Interpretive Summary: Dielectric properties of materials are those electrical properties that influence the interaction of the materials with electromagnetic fields. For example, the dielectric properties of foods determine how rapidly they will be heated in a microwave oven. These properties can also be utilized with appropriate electronic instruments for sensing moisture content in grain, oilseed, and other agricultural products, because the moisture content is highly correlated with the dielectric properties of the materials. Dielectric spectroscopy is a means for measuring the dielectric properties of materials over a broad range of radio and microwave frequencies. Dielectric spectroscopy data measured on tissue samples from nine fresh fruits and vegetables (apple, avocado, banana, cantaloupe, carrot, cucumber, grape, orange, and potato) over the frequency range from 10 MHz to 1.8 GHz at temperatures from 5 to 95 degrees Celsius were furnished to a Russian theoretician for advanced mathematical analysis of their dielectric relaxation characteristics, which determine the dielectric properties of these materials. These analyses identified seven fitting parameters, which, when used with the mathematical relationships employed, provide excellent fitting of the curves for the dielectric properties. Further, the dielectric relaxation behavior of all of the tissues followed the same pattern, thus providing a new description of the dielectric relaxation processes in plant tissues. With further research, the dielectric properties fitting function may be useful in the application of dielectric spectroscopy for sensing quality factors such as maturity, which could then be used in the development of new instruments for nondestructive testing of fruit and vegetable products. Such new tools would be of value to growers, packers and processors in providing products of improved quality for consumers.
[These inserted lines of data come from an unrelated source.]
PR #126, opened 2023-01-04
integrate indy utils

berendsliedrecht:
- Integrated txn_signature into indy-vdr
- Added base64 and base58 inside the package
- Removed features from indy-utils

## Question

Do we want to just implement all the functionality, from `indy-utils` inside `indy-vdr` and reimplement this in `anoncreds` (There should not be a lot of code reimplemented inside anoncreds as most of it, if not all, will be stripped out)?


andrewwhitehead:
Looks good, we can probably also drop the hash feature and use sha2 directly (although it may have been done this way to avoid conflicts with Ursa's out of date version selection?). indy-utils might be replaced by a crate that only does Indy-style DID/key handling.

blu3beri:
> indy-utils might be replaced by a crate that only does Indy-style DID/key handling.

Yeah that is an interesting one. I don’t think we need any reusability within the packages, or is it required in askar as well? I think if we do not reuse it anywhere it might be fine to have it inside `indy-vdr`, but I can see a benefit in a seperate crate (just wondering a bit about the location… could be `indy-shared-rs`.

andrewwhitehead:
I think instead of moving indy-utils we can just copy over the remaining bits that are used. I believe we can do without the ed25519 key generation, it seems to be only used in tests, and so there's just the DidValue and ShortDidValue structs that are used in various places here.

For indy-data-types, it probably makes sense to copy those over as well, as was done in anoncreds-rs. We don't need the Ursa integration in this case. The biggest issue would be for projects that are using both crates (indy-vdr and either indy-credx or anoncreds-rs) and trying to create a data object then submit it to the ledger. With the existing code you could create a new CredentialDefinition and pass it directly to indy-vdr for publishing, but after this change it would need to be serialized and deserialized into the new type. I'm okay with that, because the ledger representation is not guaranteed to match the internal format going forward.

andrewwhitehead:
I think the only part of Ursa that's being used at the moment is the BLS signature support, so it might make sense to import that as well to avoid complications. The implementation is currently using unmaintained dependencies and it's on a curve with fairly weak security (although we can't change that part right now).

andrewwhitehead:
Added these changes into the increasingly large #166

PR #132, opened 2023-01-12
Update deprecated actions

andrewwhitehead:


swcurran:
Does this PR fix the failures in the Builds that happened when running the existing GHAs, or are the updates in this PR to the build actions failing?   I would assume that it is the latter, and those need to be fixed before we can build.

andrewwhitehead:
@swcurran I don't think the current builds are failing, although it did fail to publish the javascript packages due to a missing API token.

blu3beri (approved):

PR #133, opened 2023-01-13
build(javascript): fix some small release issues

TimoGlastra:
There were some small issues with the JavaScript release. The publishing of the binaries fully worked 🎉

There's one issue before we can publish again and that is that the Indy VDR Shared package is already taken on NPM: https://www.npmjs.com/package/indy-vdr-shared. It's in security hold. I've submitted a request to Github/NPM to release the package and give us ownership. That can take weeks. I suggest we don't wait weeks, but maybe until next week. Otherwise we can use `@hyperledger` prefix for the package names.

### DIFF
--- a/wrappers/javascript/indy-vdr-nodejs/package.json
+++ b/wrappers/javascript/indy-vdr-nodejs/package.json
@@ -53,7 +53,7 @@
   "binary": {
     "module_name": "indy_vdr",
     "module_path": "native",
-    "remote_path": "v0.4.0",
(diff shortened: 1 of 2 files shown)


blu3beri (approved):
I am okay with using `@hyperledger/` as the prefix for the packages. They might get a little bit long, but that's only a small issue with installing. Lets wait a week as you said and otherwise just go to `@hyperledger/indy-vdr-*`

andrewwhitehead (approved):

PR #135, opened 2023-01-21
fix(js): typing issues

TimoGlastra:
Fixes some minor typing issues

PR #136, opened 2023-01-21
chore(js): add @hyperledger prefix

TimoGlastra:
Adds the `@hyperledger` prefix to all js packages and updates the version to `0.1.0-dev.2`. 

After this PR and #135 are merged would like to make another release.

I think we can just run the ci pipeline on main, do not publish binaries, but do public wrappers. Because python version insn't incresed I think it will just skip them?

### DIFF
--- a/wrappers/javascript/indy-vdr-nodejs/README.md
+++ b/wrappers/javascript/indy-vdr-nodejs/README.md
@@ -15,7 +15,7 @@ yarn add @hyperledger/indy-vdr-nodejs
 
 ## Usage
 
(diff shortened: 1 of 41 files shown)


blu3beri (approved):

andrewwhitehead:
Might as well update the python wrapper version as well I think, to keep them consistent?

TimoGlastra:
> Might as well update the python wrapper version as well I think, to keep them consistent?

Done

blu3beri (approved):

PR #134, opened 2023-01-19
Added rust methods to build FREEZE_LEDGER and GET_FROZEN_LEDGER_REQUESTS

Artemkaaas:
Updated `Request Builder` to provide methods for building `FREEZE_LEDGER` and `GET_FROZEN_LEDGER_REQUESTS` requests. 
Currently, methods are only available in RUST API because it seems that Ledger Admin specific methods are not exposed in C / wrappers API.

PR #137, opened 2023-01-23
Added missing reqeust builders into FFI and Python wrapper

Artemkaaas:
Here is the list of added functions:
```
build_node_request
build_pool_config
build_pool_restart
build_auth_rule_request
build_auth_rules_request
build_get_auth_rule_request
build_ledgers_freeze_request
build_get_frozen_ledgers_request 
```

These methods are needed for upgrading the Indy Test Automation repository to use Indy VDR for testing Indy Plenum and Indy Node instead of libindy.

This PR includes and depends on the changes from the PR https://github.com/hyperledger/indy-vdr/pull/134

### DIFF
--- a/libindy_vdr/src/ffi/ledger.rs
+++ b/libindy_vdr/src/ffi/ledger.rs
@@ -630,10 +630,10 @@ pub extern "C" fn indy_vdr_build_node_request(
 }
 
 #[no_mangle]
-pub extern "C" fn indy_vdr_build_pool_config(
+pub extern "C" fn indy_vdr_build_pool_config_request(
     identifier: FfiStr,
-    writes: bool,
-    force: bool,
+    writes: i8,
+    force: i8,
     handle_p: *mut RequestHandle,
 ) -> ErrorCode {
     catch_err! {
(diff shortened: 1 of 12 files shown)


libindy_vdr/src/ffi/ledger.rs
```diff
@@ -602,3 +604,196 @@ pub extern "C" fn indy_vdr_build_get_rich_schema_object_by_metadata_request(
...
+        let handle = add_request(req)?;
+        unsafe {
+            *handle_p = handle;
+        }
+        Ok(ErrorCode::Success)
+    }
+}
+
+#[no_mangle]
+pub extern "C" fn indy_vdr_build_pool_config(
```
andrewwhitehead, line 633:
```suggestion
pub extern "C" fn indy_vdr_build_pool_config_request(
```

libindy_vdr/src/ffi/ledger.rs
```diff
@@ -602,3 +604,196 @@ pub extern "C" fn indy_vdr_build_get_rich_schema_object_by_metadata_request(
...
+    identifier: FfiStr,
+    writes: bool,
```
andrewwhitehead, line 635: Can we use i8/c_int8 here? I'm not sure we can rely on both Rust's bool and c_bool being the same size.

andrewwhitehead:
I think this supersedes #134?

andrewwhitehead (approved):

PR #145, opened 2023-01-26
fix(js): framework path in podspec file

TimoGlastra:
So close!


blu3beri:
Ah good catch! 

However I think we should change the lib prefix on the xcframework. 

Here (https://github.com/hyperledger/indy-vdr/blob/4e2d1c1cf81f0e3e9e2b1607658d98ec47daee66/.github/workflows/build.yml#L291) it should be `indy_vdr.xcframework`.

A bit more conventional for xcframeworks.

blu3beri (approved):

PR #147, opened 2023-01-27
fix(js): request type inference

TimoGlastra:
Signed-off-by: Timo Glastra <timo@animo.id>


wrappers/javascript/indy-vdr-shared/src/indyVdr/IndyVdrRequest.ts
```diff
@@ -23,8 +23,8 @@ export class IndyVdrRequest<ResponseType extends Record<string, unknown> = Recor
   private _handle: number
 
   // We need to use the generic that is passed to this class, otherwise TypeScript will lose the generic type passed to IndyVdrRequest
-  // and we cant' infer the response type. The value is private, so it's won't be accessible from outside the class.
-  private __responseType__?: ResponseType
+  // and we cant' infer the response type. The value is protected, so it's won't be accessible from outside the class.
```
blu3beri, line 26:
```suggestion
  // and we can't infer the response type. The value is protected, so it's won't be accessible from outside the class.
```

blu3beri (approved):

blu3beri (approved):

PR #112, opened 2022-11-10
Reuse indy-node-container image

c2bo:
Implements #111

PR #166, opened 2023-03-01
Merge did:indy support

andrewwhitehead:
Currently, tests are failing with the JS wrapper due to a timeout in GetAttribRequest. I think this might be a compatibility issue with the did:indy-supporting indy-node version, but I'm not certain.


swcurran:
Who can/should look at this?  @blu3beri — is that something you can look at?

@andrewwhitehead — any details that would help — any details on how to reproduce, what is happening/where?

andrewwhitehead:
There are more details in the CI logs, specifically

```
FAIL tests/GetAttribRequest.test.ts (120.218 s)
  GetAttribRequest
    ✕ Submit request (120001 ms)

  ● GetAttribRequest › Submit request

    thrown: "Exceeded timeout of 120000 ms for a test.
    Use jest.setTimeout(newTimeout) to increase the timeout value, if this is a long-running test."

      10 |   beforeAll(() => (pool = setupPool()))
      11 |
    > 12 |   test('Submit request', async () => {
         |   ^
      13 |     const request = new GetAttribRequest({ targetDid: DID, raw: 'endpoint' })
      14 |     const response: GetAttribResponse = await pool.submitRequest(request)
      15 |

      at tests/GetAttribRequest.test.ts:12:3
      at Object.<anonymous> (tests/GetAttribRequest.test.ts:7:1)
```

But there also seems to be a segfault after the tests complete (could be related to the Python test shutdown issue where it needs to stop the tokio threads first, or could be the additional parameters to the `indy_vdr_build_nym_request` FFI method).

c2bo:
This still has a custom old build of indy-node in it. (from here: https://github.com/domwoe/indy-node/tree/feature/did-indy-new). Should we test #112 on this branch and figure out of this fixes things?

c2bo:
Hmm, I tried testing this locally with the current and updated docker image and it seems to have no impact (both times the GetAttribRequest timeouts). Interesting is that I see another test failing:
```
 FAIL  tests/GetNymRequest.test.ts
  ● GetNymRequest › Submit request

    Invalid pointer for result value

      14 |   const indyVdrErrorObject = JSON.parse(nativeError.deref() as string) as IndyVdrErrorObject
      15 |
    > 16 |   throw new IndyVdrError(indyVdrErrorObject)
         |         ^
      17 | }
      18 |

      at handleError (src/error.ts:16:9)
      at NodeJSIndyVdr.buildGetNymRequest (src/NodeJSIndyVdr.ts:267:5)
      at new buildGetNymRequest (../indy-vdr-shared/src/builder/GetNymRequest.ts:28:28)
      at _callee$ (tests/GetNymRequest.test.ts:13:21)
      at tryCatch (../node_modules/regenerator-runtime/runtime.js:63:40)
      at Generator.invoke [as _invoke] (../node_modules/regenerator-runtime/runtime.js:294:22)
      at Generator.next (../node_modules/regenerator-runtime/runtime.js:119:21)
      at tryCatch (../node_modules/regenerator-runtime/runtime.js:63:40)
      at invoke (../node_modules/regenerator-runtime/runtime.js:155:20)
      at ../node_modules/regenerator-runtime/runtime.js:190:11
```

c2bo:
Nevermind - the typescript tests are running with the sovrin buildernet instead of the local pool setup? 
The libindy_vdr header (in libindy_vdr/include) file seems to be the old one before the changes - shouldn't this always create problems with a changed interface?

andrewwhitehead:
@c2bo Not sure if the separate did-indy-pool.dockerfile is still needed or we can just use indy-node-container 1.13.2-rc5 for all tests?

c2bo:
> @c2bo Not sure if the separate did-indy-pool.dockerfile is still needed or we can just use indy-node-container 1.13.2-rc5 for all tests?

We don't need the separate dockerifle anymore as far as i know -> That would be fixed by #112. I will re-base to this branch and create a new PR

TimoGlastra:
We'll try to update the js wrapper to use the local pool instead!

c2bo:
I added a small bash script in #169 that we can use for the different tests that want to use a local node pool. I just realized the same is true for the python wrapper - that one currently uses the idunion test network for its tests
```
./test.sh up
./test.sh down
```

test.sh
```diff
@@ -0,0 +1,50 @@
+#/bin/bash
```
berendsliedrecht, line 1: Do we want to keep this file? If so, might be good to move it inside a scripts directory.

libindy_vdr/src/common/error.rs
```diff
@@ -46,6 +46,8 @@ pub enum VdrErrorKind {
     PoolRequestFailed(String),
     #[error("Pool timeout")]
     PoolTimeout,
+    #[error("Resolver error ")]
```
berendsliedrecht, line 49:
```suggestion
    #[error("Resolver error")]
```

libindy_vdr/src/ffi/resolver.rs
```diff
@@ -0,0 +1,79 @@
...
+#[no_mangle]
+pub extern "C" fn indy_vdr_resolve(
+    pool_handle: PoolHandle,
+    did: FfiStr,
+    cb: Option<extern "C" fn(cb_id: i64, err: ErrorCode, response: *const c_char)>,
+    cb_id: i64,
+) -> ErrorCode {
+    catch_err! {
+    trace!("Resolve DID: {:#?}", did);
+    let cb = cb.ok_or_else(|| input_err("No callback provided")).unwrap();
```
berendsliedrecht, line 18:
```suggestion
    let cb = cb.ok_or_else(|| input_err("No callback provided"))?;
```

libindy_vdr/src/ffi/resolver.rs
```diff
@@ -0,0 +1,79 @@
...
+                Ok(result) => (ErrorCode::Success, result),
+                Err(err) => {
+
+                    let code = ErrorCode::from(err.kind());
+                    set_last_error(Some(err));
+                    (code, String::new())
+
+                }
+            };
+            cb(cb_id, errcode, rust_string_to_c(reply))
```
berendsliedrecht, line 38:
```suggestion
        Box::new(move |ledger_reply| {
            let (errcode, reply) = match handle_resolution_result(ledger_reply, did) {
                Ok(result) => (ErrorCode::Success, result),
                Err(err) => {
                    let code = ErrorCode::from(err.kind());
                    set_last_error(Some(err));
                    (code, String::new())
                }
            };
            cb(cb_id, errcode, rust_string_to_c(reply))
```

libindy_vdr/src/ffi/resolver.rs
```diff
@@ -0,0 +1,79 @@
...
+#[no_mangle]
+pub extern "C" fn indy_vdr_dereference(
+    pool_handle: PoolHandle,
+    did_url: FfiStr,
+    cb: Option<extern "C" fn(cb_id: i64, err: ErrorCode, response: *const c_char)>,
+    cb_id: i64,
+) -> ErrorCode {
+    catch_err! {
+    trace!("Dereference DID Url: {:#?}", did_url);
+    let cb = cb.ok_or_else(|| input_err("No callback provided")).unwrap();
```
berendsliedrecht, line 54:
```suggestion
    let cb = cb.ok_or_else(|| input_err("No callback provided"))?;
```

libindy_vdr/src/ffi/resolver.rs
```diff
@@ -0,0 +1,79 @@
...
+
+                    let (errcode, reply) = match handle_resolution_result(ledger_reply, did_url) {
+                        Ok(result) => (ErrorCode::Success, result),
+                        Err(err) => {
+
+                            let code = ErrorCode::from(err.kind());
+                            set_last_error(Some(err));
+                            (code, String::new())
+
+                        }
```
berendsliedrecht, line 72:
```suggestion
                Box::new(move |ledger_reply| {
                    let (errcode, reply) = match handle_resolution_result(ledger_reply, did_url) {
                        Ok(result) => (ErrorCode::Success, result),
                        Err(err) => {
                            let code = ErrorCode::from(err.kind());
                            set_last_error(Some(err));
                            (code, String::new())
                        }
```

libindy_vdr/src/resolver/resolver.rs
```diff
@@ -0,0 +1,203 @@
...
+        } else {
+            None
+        };
+
+        let diddoc = match data {
+            Result::DidDocument(mut doc) => {
+                // Try to find legacy endpoint using a GET_ATTRIB txn if diddoc_content is none
+                if doc.diddoc_content.is_none() {
+                    let (seq_no, timestamp) = if let Some(md) = &md {
+                        let j_seq_no = &md.node_response["result"]["seqNo"];
```
berendsliedrecht, line 67: More out of curiousity, what is the `j_` prefix?

libindy_vdr/src/resolver/utils.rs
```diff
@@ -0,0 +1,429 @@
...
+                object_type: String::from("Unknown"),
+            }),
+        ),
+    })
+}
+
+pub fn parse_ledger_data(ledger_data: &str) -> VdrResult<(SJsonValue, SJsonValue, SJsonValue)> {
+    let v: SJsonValue = serde_json::from_str(ledger_data)
+        .map_err(|_| err_msg(VdrErrorKind::Resolver, "Could not parse ledger response"))?;
+    // Unwrap should be safe here
```
berendsliedrecht, line 230: Nothing is being unwrapped anymore.

libindy_vdr/tests/nym.rs
```diff
@@ -253,6 +272,240 @@ mod send {
...
+                .unwrap()
+                .as_str()
+                .unwrap(),
+        )
+        .unwrap();
+
+        assert_eq!(expected_data, serde_json::to_value(data).unwrap());
+    }
+
+    // FIXME: Uncomment as soon as indy-utils is updated
```
berendsliedrecht, line 452: indy-utils did receive an update. Can we uncomment this of do we have a to keep it commented?

libindy_vdr/tests/resolver.rs
```diff
@@ -0,0 +1,109 @@
...
+        let v: serde_json::Value = serde_json::from_str(result.as_str()).unwrap();
+
+        let diddoc = &v["didDocument"];
+        let metadata = &v["didDocumentMetadata"];
+
+        assert_eq!("NYM", metadata["objectType"]);
+        assert_ne!(&serde_json::Value::Null, diddoc)
+    }
+
+    // #[rstest]
```
berendsliedrecht, line 72: Can this be removed as well?

libindy_vdr/tests/utils/fixtures.rs
```diff
@@ -42,8 +45,42 @@ pub fn fq_my_did() -> DidValue {
 }
 
 #[fixture]
+// did:sov self-certified DID
 pub fn identity() -> Identity {
-    Identity::new(None)
+    Identity::new(None, None)
+}
+
+// FIXME: Uncomment as soon as indy-utils is updated
```
berendsliedrecht, line 53: Same comment here re `indy-utils`.

berendsliedrecht (approved):
Couple small items, nothing blocking.

libindy_vdr/src/resolver/resolver.rs
andrewwhitehead: I think it's short for json, since they are json nodes.

swcurran:
w00t!!!

PR #168, opened 2023-03-02
Build updates

andrewwhitehead:
- Update the base images used in `cross` builds
- Verify that Python wheels (and by extension npm modules) are compatible with manylinux 2014
- Only use build.sh (now build-universal.sh) for MacOS universal builds, otherwise prefer `cargo build`
- Improve caching of Rust dependencies
- Minor adjustments to build-xcframework script


blu3beri (dismissed):

andrewwhitehead:
The selected `time` and `env_logger` dependencies require at least Rust 1.63. `time` could be fixed to 0.3.17 for Rust 1.60 support (it's only used in tests) and `env_logger` could easily be downgraded.

PR #173, opened 2023-03-14
fix(js): defer library loading for nodejs

genaris:
Prevent native library from being loaded right when `@hyperledger/indy-vdr-nodejs` is imported by deferring its loading to when it's actually used. 

This is a problem we found during AFJ test suites, which import the library in general purpose test helpers and make the native library to be loaded more times than needed, allocating more memory and making the suite to crash.


wrappers/javascript/indy-vdr-nodejs/src/library/register.ts
```diff
@@ -72,4 +72,8 @@ const getLibrary = () => {
 
 // eslint-disable-next-line @typescript-eslint/ban-ts-comment
 // @ts-ignore
```
blu3beri, line 74: Both of these can be removed now.

wrappers/javascript/indy-vdr-nodejs/src/error.ts
```diff
@@ -3,13 +3,13 @@ import type { IndyVdrErrorObject } from '@hyperledger/indy-vdr-shared'
 import { IndyVdrError } from '@hyperledger/indy-vdr-shared'
 
 import { allocateString } from './ffi'
-import { nativeIndyVdr } from './library'
+import { getNativeIndyVdr } from './library'
 
 export const handleError = (code: number) => {
```
blu3beri, line 8: Seeing this now, I would say it makes more sense to have `handleError` as a private method on the `NodeJSIndyVdr` class. Could you include that in the PR?

blu3beri (changes requested):
Two main comments, otherwise its a very minimal change that would be a good addition.

blu3beri (approved):
LGTM!

PR #176, opened 2023-03-17
fix(js): add ref-array-di types

TimoGlastra:


blu3beri (approved):
Do we know for sure this is going to work?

Based on the new theoretical approach and the self-consistent iteration procedure for calculating the limiting values of the frequency-dependent permittivity, it becomes possible to recognize the fitting function for the permittivity function measured for a complex system representing plant tissues of fresh fruits and vegetables in the frequency range from 10 MHz to 1.8 GHz. The recognized fitting function is common for all of a set of nine fruits and vegetables (apple, avocado, banana, cantaloupe, carrot, cucumber, grape, orange, and potato) and contains seven fitting parameters. These parameters are varied for different fruits and vegetables, and their behavior with respect to temperature is different but nevertheless exhibits some common features. This fitting function can be used for practical purposes to construct a desired calibration curve with respect to quality factors, as for example, moisture content or degree of maturity. The discovered common "universality" in dielectric behavior of such complex materials as plant tissues opens a possibility to use dielectric spectroscopy as a nondestructive method of control in analysis of electrical behavior (measured in the form of complex permittivity or impedance) for other complex materials.